Updated on 2024-11-19 GMT+08:00

Configuring Anti-Crawler Rules

You can configure website anti-crawler protection rules to protect against search engines, scanners, script tools, and other crawlers, and use JavaScript to create custom anti-crawler protection rules.

If you have enabled enterprise projects, ensure that you have all operation permissions for the project where your WAF instance locates.
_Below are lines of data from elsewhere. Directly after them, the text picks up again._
Issue #1608, opened 2020-07-15
Coasting IAC position for Auto-idle should respect AC_Idle_Offset


stefanst:
It is believed that the value for Coasting IAC position sets an absolute IAC percentage value. This value should be modified by the "AC offset extra (percent)" value.

rusefi:
@andreika-git is this something you can look into?

mck1117:
fixed with 2745

Issue #1581, opened 2020-07-08
migrate amazing idle and A/C from FSIO to less opaque TS


rusefi:
@stefanst FYI

rusefi:
@stefanst first step new "extra" properties

![image](https://user-images.githubusercontent.com/7377949/86869683-fec95b80-c0a4-11ea-8859-705968fb5a68.png)

rusefi:
FSIO can access those via

cfg_ACIDLEEXTRAOFFSET
cfg_ACIDLEEXTRAMIN

rusefi:
Just switched FSIO into "extra" not "replace" logic

my testing uses the following formulas:
```
	engineConfiguration->useFSIO12ForIdleOffset = true;
	setFsioExpression(QUOTE(MAGIC_OFFSET_FOR_IDLE_OFFSET), "ac_on_switch 0 cfg_acIdleExtraOffset if" PASS_ENGINE_PARAMETER_SUFFIX);

	engineConfiguration->useFSIO13ForIdleMinValue = true;
	setFsioExpression(QUOTE(MAGIC_OFFSET_FOR_IDLE_MIN_VALUE), "ac_on_switch 0 cfg_acIdleExtraMin if" PASS_ENGINE_PARAMETER_SUFFIX);
```

stefanst:
This seems to work with following FSIO formulas:
1: "ac_on_switch rpm 900 > time_since_ac_on_switch 0.6 > & &" for AC compressor out
2: "ac_on_switch rpm 900 > time_since_ac_on_switch 0.3 > & &" for AC fan out
12: "ac_on_switch cfg_ACIDLEEXTRAOFFSET 0 if" for extra offset
13: "ac_on_switch cfg_ACIDLEEXTRAMIN 0 if" for extra min

Old values "offset 2" and "min 2" should be removed from TS

rusefillc:
@stefanst says

AC fan and AC compressor get switched using FSIO. Look at this tune: https://rusefi.com/online/view.php?msq=172
Under "FSIO Formulas" outputs 1 and 2 are AC compressor and AC fan respectively.

rusefillc:
We have acFanRelay and acRelayPin we just have to add control logic

mck1117:
done with #2745

PR #2745, opened 2021-05-27
apply open loop idle when in automatic mode

mck1117:
- ~~simplify reset flags (it's totally fine to reset PID more than once. It's just not worth the code complexity of 3 different flags tracking PID reset)~~ now in #2776 
- ~~move IAC coasting table to `getOpenLoop` function where it belongs~~ done in another PR
- Apply open loop correction while in closed loop ("automatic") mode, using the new (but yet unused) idle open loop math #1608 #1581 #1263


mck1117:
pending @BeerMoneyMotorsports and maybe me doing testing once I'm back from CR

andreika-git:
It seems like this is yet another "stealth removal" PR...
Where is additionalAir?
Where is idlePidRpmUpperLimit?

firmware/controllers/actuators/idle_thread.cpp
```diff
@@ -241,8 +234,10 @@ float IdleController::getRunningOpenLoop(float clt, SensorResult tps) const {
...
 	running += engine->acSwitchState ? CONFIG(acIdleExtraOffset) : 0;
-	// TODO: fan idle bump needs its own config field
-	running += enginePins.fanRelay.getLogicValue() ? CONFIG(acIdleExtraOffset) : 0;
+	running += enginePins.fanRelay.getLogicValue() ? CONFIG(fan1ExtraIdle) : 0;
+
+	// TODO: once we have dual fans, enable
+	//running += enginePins.fanRelay2.getLogicValue() ? CONFIG(fan2ExtraIdle) : 0;
 
 	// Now bump it by the specified amount when the throttle is opened (if configured)
 	// nb: invalid tps will make no change, no explicit check required
```
mck1117, line 243: @andreika-git here is `iacByTpsTaper`

firmware/controllers/actuators/idle_thread.cpp
```diff
@@ -397,44 +383,26 @@ static percent_t automaticIdleController(float tpsPos, float rpm, int targetRpm,
...
 	// if tps==0 then PID just works as usual, or we completely disable it if tps>=threshold
-	newValue = interpolateClamped(0.0f, newValue, CONFIG(idlePidDeactivationTpsThreshold), engine->engineState.idle.baseIdlePosition, tpsPos);
-
-	// Interpolate to the manual position when RPM is close to the upper RPM limit (if idlePidRpmUpperLimit is set).
-	// If RPM increases and the throttle is closed, then we're in coasting mode, and we should smoothly disable auto-pid.
-	// If we just leave IAC at baseIdlePosition (as in case of TPS deactivation threshold), RPM would get stuck. 
-	// That's why there's 'useIacTableForCoasting' setting which involves a separate IAC position table for coasting (iacCoasting).
-	// Currently it's user-defined. But eventually we'll use a real calculated and stored IAC position instead.
-	int idlePidLowerRpm = targetRpm + CONFIG(idlePidRpmDeadZone);
-	if (CONFIG(idlePidRpmUpperLimit) > 0) {
```
mck1117, line 426: @andreika-git `idlePidRpmUpperLimit` is at line 215:

```
	// If rpm too high (but throttle not pressed), we're coasting
	int maximumIdleRpm = targetRpm + CONFIG(idlePidRpmUpperLimit);
	if (rpm > maximumIdleRpm) {
		return Phase::Coasting;
	}
```

The problem with this code is that it didn't actually work without the IAC coasting table (which is an open loop correction, what is it doing in the CL logic?).  This is probably related to whatever @abelom was seeing in these issues #2768 #2772

mck1117: And BTW, trying to *taper a closed loop correction* is asking for integrator windup.  Consider this: the engine speed is high, but not enough to leave the idle zone.  Suppose you're right on the edge, so that interpolate ends up knocking out 90% of the correction being made.  You've now given the integrator license to wind up 10x more than it would have without the taper!

rusefillc:
@mck1117 is this the smallest possible atomic change?
is the amount of test coverage adequate for the amount of change in this PR?

unit_tests/tests/test_idle_controller.cpp
```diff
@@ -270,3 +307,178 @@ TEST(idle_v2, openLoopRunningTaper) {
...
+
+	// Determine phase will claim we're idling
+	EXPECT_CALL(dut, determinePhase(950, 1000, expectedTps))
+		.WillOnce(Return(ICP::Idling));
+
+	// Open loop should be asked for an open loop position
+	EXPECT_CALL(dut, getOpenLoop(ICP::Idling, expectedClt, expectedTps))
+		.WillOnce(Return(13));
+
+	// getClosedLoop() should not be called!
```
mck1117, line 415: this ensures that #2768 is impossible

mck1117:
@rusefillc I can at least pull out the simpler reset logic, but the rest of it really does need to be a "rip the bandaid" change.

rusefillc:
Thank you for all your contribution here!

Need a bit of food break and will return to looking into all this

@andreika-git please review current version when you have a chance: we have code style change already merged and unit test support and failing unit test also merged into master

mck1117:
I believe this is now actually the smallest change that fixes the problem.

The observed problem of "why doesn't automatic idle do anything" is somewhere near `// Well, just leave it as is, without PID regulation...`

But that reveals that there's actually a second half to the issue - those few lines of code are trying to make an open loop correction inside a function called `getClosedLoop`, which is fishy at best, and very probably a bug in itself.

The tl;dr is that this change makes `getClosedLoop` ONLY responsible for the small +- closed loop changes, and `getOpenLoop` responsible for the "large" open loop changes (change with cranking, change with clt, etc)

mck1117:
btw depends on #2779 or it will break cranking IAC position override

rusefillc:
Damn that's a huge change for "I believe this is now actually the smallest change that fixes the problem."

rusefillc:
I just refuse to believe that this PR is a smallest possible atomic change.

I am totally unable to comprehend this PR in it's current +200 -100 form.

Please really find a way to break this PR further apart.

Please close #2776 to reduce confusion

firmware/controllers/actuators/idle_thread.cpp
andreika-git: I am not sure that iacByTpsTaper can be replaced with fan1ExtraIdle. fan1ExtraIdle is dependent on fan relay state, and iacByTpsTaper is not.

mck1117: oops, I think github got confused with where the comment was placed, that code is just after where this is tagged:

```
	// Now bump it by the specified amount when the throttle is opened (if configured)
	// nb: invalid tps will make no change, no explicit check required
	running += interpolateClamped(
		0, 0,
		CONFIG(idlePidDeactivationTpsThreshold), CONFIG(iacByTpsTaper),
		tps.value_or(0));
```

rusefillc:
@andreika-git what's your take on next steps?
@mck1117 what's your take on next steps?

mck1117:
I'm done racing this weekend, and have swapped the truck that can tow the race trailer back for my rusEFI road car, so I can actually test this properly.

andreika-git:
The proposal to refactor the code and split the open & close loop parts is good. 
getClosedLoop() becomes an incremental regulator, returning zero when disabled. Fine.

BUT:

1a) "m_lastAutomaticPosition vs 0" in getClosedLoop() is still questionable. We have already tried just to "halt" the regulator when running->idling (which roughly equals to m_lastAutomaticPosition proposal), but in practice it doesn't work as good as one might expect. The engine load conditions often change drastically (btw, that's one of the reasons why we reset PID). Often running->idle situaton is just a latent coasting on a bumpy road, when the old saved CL additive is not effective anymore. Please don't treat all roads as perfect race tracks with quasi-steady load conditions. There are also bad roads out there... That's why we used baseIdlePosition - as a "safety place" for IAC in a situation when we don't know the best position (and neither does PID), and any "bad guess" can worsen the situation. 

1b) baseIdlePosition != currentIdlePosition, i.e. != OL+CL

> "baseIdlePosition = current position without adjustments" (c) engine_state.txt 

Moreover, baseIdlePosition was not even getOpenLoop() (because it already includes some adjustments), but I think we can try to fallback directly into OL (making CL = 0). 

1c) I also understand the reasoning behind m_lastAutomaticPosition. It's worth a try on some use-cases. That's why I propose to add a new option for a new behavior:
  * we replace "return m_lastAutomaticPosition" with "return getFallbackPosition()"
  * getFallbackPosition() { return (CONFIG(idleUseLastPidPositionForFallback)) ? m_lastAutomaticPosition : 0; }
  * as far as we don't need baseIdlePosition as fallback anymore, we can just make baseIdlePosition = getOpenLoop()

 Maybe it will make all of us happy :)

2) Why useIacTableForCoasting overrides afterCrankingIACtaper inside getOpenLoop()? IMHO coasting table should not work until revsSinceStart > afterCrankingIACtaperDuration, because the cranking->idling transition is fragile, the rpm is still unstable, and we don't want the stalling because of the coasting table (which is usually more "air-covered" that the cranking IAC table).

mck1117:
1. `m_lastAutomaticPosition` was an attempt to emulate the behavior of `baseIdlePosition`, since that's what `baseIdlePosition` actually did in those cases.  It froze the idle control until you returned, at which point it was reset and regulation continued.  I agree that this is the wrong behavior, but figured you might try to defend it as it was the old way :slightly_smiling_face: I'll change it for now to reset upon *leaving* the idle zone (and return 0), then resume when you re-enter (but keeping `m_lastAutomaticPosition` around for the deadzone).
1c. Yes, that might be a future worthy change if we actually need it.  I doubt it's necessary though, as the closed loop correction should stay pretty small (<10% perhaps).  If somebody thinks they need this, they probably need to configure their open loop correction properly.  I'll believe it when I see an engine that actually doesn't tolerate resetting the CL portion when leaving the idle region.
2. Overall better behavior is required out of the cranking-to-running transition.  I'd like to do that in a separate PR, as the current change here does work well enough.  Other changes are probably worth doing like suspending closed loop control (including timing) all together until the cranking taper has concluded.

andreika-git (approved):
I think now we're fine with this one for now!
And waiting for a separate PR for cranking-to-running transition (make CL and coasting table compatible with afterCrankingIACtaper etc.)

rusefillc:
Great news on the approval!

@mck1117 what's the next step to merge this change?

mck1117:
master should be green now, this can go in pending green check mark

Then, you can select the project from the Enterprise Project drop-down list and configure protection policies for the domain names in the project.

Prerequisites

Constraints

  • Cookies must be enabled and JavaScript supported by any browser used to access a website protected by anti-crawler protection rules.
  • If your service is connected to CDN, exercise caution when using the JS anti-crawler function.

    CDN caching may impact JS anti-crawler performance and page accessibility.

  • The JavaScript anti-crawler function is unavailable for pay-per-use WAF instances.
  • This function is not supported in the standard edition.
  • JS anti-crawler protection is not supported if you use the cloud-ELB access mode.
  • If JavaScript anti-crawler event logs cannot be viewed, see Why Are There No Protection Logs for Some Requests Blocked by WAF JavaScript Anti-Crawler Rules?
  • The protective action for website anti-crawler JavaScript challenge is Log only, and that for JavaScript authentication is Verification code. If a visitor fails the JavaScript authentication, a verification code is required for access. Requests will be forwarded as long as the visitor enters a valid verification code.
  • WAF JavaScript-based anti-crawler rules only check GET requests and do not check POST requests.

How JavaScript Anti-Crawler Protection Works

Figure 1 shows how JavaScript anti-crawler detection works, which includes JavaScript challenges (step 1 and step 2) and JavaScript authentication (step 3).

Figure 1 JavaScript Anti-Crawler protection process
If JavaScript anti-crawler is enabled when a client sends a request, WAF returns a piece of JavaScript code to the client.
  • If the client sends a normal request to the website, triggered by the received JavaScript code, the client will automatically send the request to WAF again. WAF then forwards the request to the origin server. This process is called JavaScript verification.
  • If the client is a crawler, it cannot be triggered by the received JavaScript code and will not send a request to WAF again. The client fails JavaScript authentication.
  • If a client crawler fabricates a WAF authentication request and sends the request to WAF, the WAF will block the request. The client fails JavaScript authentication.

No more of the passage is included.